Exercise instructions — The entries below are to be returned exactly. Include all of them.

Stored data —

◆ ◆ ◆ ◆

PR #532, opened 2020-12-03
Storybook6: Button & Select

rosslo:


src/General/Button/Button.tsx
```diff
@@ -1,4 +1,4 @@
-import React, { FC, ReactNode } from 'react';
```
westwood846, line 1: Is there a problem with this?

src/Input/Select/Select.stories.tsx
```diff
@@ -0,0 +1,210 @@
...
+  title: 'Input/Select',
+  component: Select,
+  argTypes: {
+    status: {
+      control: null,
+    },
+    error: {
+      control: { type: 'boolean' },
+    },
+  },
```
westwood846, line 17: You can wrap this into the `BaseContainer` to get the Poppins font. Looks better.
```suggestion
  decorators: [Story => <BaseContainer>{Story()}</BaseContainer>],
  },
```

src/Input/Select/Select.stories.tsx
```diff
@@ -0,0 +1,210 @@
...
+  </div>
+);
+
+export const DefaultSelect = Template.bind({});
+DefaultSelect.args = {
+  label: 'Jobs',
+};
+
+export const BasicUsage: Story<SelectProps> = () => (
+  <div style={{ height: '200px' }}>
```
westwood846: We should break the repetition here. You can use `BasicUsage.args` to give the template sets of props. See this as an example: https://github.com/glints-dev/glints-aries/pull/528/files#diff-f78cf8d58a1d0fa429b35b62323a518a8c3f579d316777392fb11bdf0dfff5fc

westwood846 (changes requested):
Thanks for this! You're a hero for dealing with the `Select`. Let's clean up a little and then this is good to go.

src/General/Button/Button.tsx
rosslo: Nope, it is just my preference that using `React.FC` or `React.useEffect` instead of importing them one by one. 😅

src/Input/Select/Select.stories.tsx
```diff
@@ -0,0 +1,140 @@
...
+const Template: Story<SelectProps> = args => (
+  <div style={{ height: '200px' }}>
+    <Select
+      label="Jobs"
+      {...args}
+      // set undefined to prevent these properties are shown in code sample
+      onBlur={undefined}
+      onFocus={undefined}
+      onChange={undefined}
+      onInputChange={undefined}
```
rosslo, line 42: I'm afraid that those properties might distract the user's attention so use this approach to hide them.
Screen Shot 2020-12-03 at 10 29 41 PM

src/Input/Select/Select.stories.tsx
```diff
@@ -0,0 +1,140 @@
...
+  </div>
+);
+
+export const CustomizeFilterFunction: Story<SelectProps> = () => (
+  <div style={{ height: '200px' }}>
+    <Select
+      label="Jobs"
+      filterFunction={(option, search) => {
+        return !option.toLowerCase().includes(search.toLowerCase());
+      }}
```
rosslo, line 135: Didn't use `Template` here because it won't show the custom `filterFunction` content.
Screen Shot 2020-12-03 at 10 39 59 PM

src/Input/Select/Select.stories.tsx
westwood846: I think we can accept that for the time being. Hiding the problem won't make it go away. We can investigate this more in the future or hope that StoryBook pushes an update that deals with this.

westwood846 (approved):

◆ ◆ ◆ ◆

Output for this exercise —
PR #532, opened 2020-12-03
Storybook6: Button & Select

rosslo:


src/General/Button/Button.tsx
```diff
@@ -1,4 +1,4 @@
-import React, { FC, ReactNode } from 'react';
```
westwood846, line 1: Is there a problem with this?

src/Input/Select/Select.stories.tsx
```diff
@@ -0,0 +1,210 @@
...
+  title: 'Input/Select',
+  component: Select,
+  argTypes: {
+    status: {
+      control: null,
+    },
+    error: {
+      control: { type: 'boolean' },
+    },
+  },
```
westwood846, line 17: You can wrap this into the `BaseContainer` to get the Poppins font. Looks better.
```suggestion
  decorators: [Story => <BaseContainer>{Story()}</BaseContainer>],
  },
```

src/Input/Select/Select.stories.tsx
```diff
@@ -0,0 +1,210 @@
...
+  </div>
+);
+
+export const DefaultSelect = Template.bind({});
+DefaultSelect.args = {
+  label: 'Jobs',
+};
+
+export const BasicUsage: Story<SelectProps> = () => (
+  <div style={{ height: '200px' }}>
```
westwood846: We should break the repetition here. You can use `BasicUsage.args` to give the template sets of props. See this as an example: https://github.com/glints-dev/glints-aries/pull/528/files#diff-f78cf8d58a1d0fa429b35b62323a518a8c3f579d316777392fb11bdf0dfff5fc

westwood846 (changes requested):
Thanks for this! You're a hero for dealing with the `Select`. Let's clean up a little and then this is good to go.

src/General/Button/Button.tsx
rosslo: Nope, it is just my preference that using `React.FC` or `React.useEffect` instead of importing them one by one. 😅

src/Input/Select/Select.stories.tsx
```diff
@@ -0,0 +1,140 @@
...
+const Template: Story<SelectProps> = args => (
+  <div style={{ height: '200px' }}>
+    <Select
+      label="Jobs"
+      {...args}
+      // set undefined to prevent these properties are shown in code sample
+      onBlur={undefined}
+      onFocus={undefined}
+      onChange={undefined}
+      onInputChange={undefined}
```
rosslo, line 42: I'm afraid that those properties might distract the user's attention so use this approach to hide them.
Screen Shot 2020-12-03 at 10 29 41 PM

src/Input/Select/Select.stories.tsx
```diff
@@ -0,0 +1,140 @@
...
+  </div>
+);
+
+export const CustomizeFilterFunction: Story<SelectProps> = () => (
+  <div style={{ height: '200px' }}>
+    <Select
+      label="Jobs"
+      filterFunction={(option, search) => {
+        return !option.toLowerCase().includes(search.toLowerCase());
+      }}
```
rosslo, line 135: Didn't use `Template` here because it won't show the custom `filterFunction` content.
Screen Shot 2020-12-03 at 10 39 59 PM

src/Input/Select/Select.stories.tsx
westwood846: I think we can accept that for the time being. Hiding the problem won't make it go away. We can investigate this more in the future or hope that StoryBook pushes an update that deals with this.

westwood846 (approved):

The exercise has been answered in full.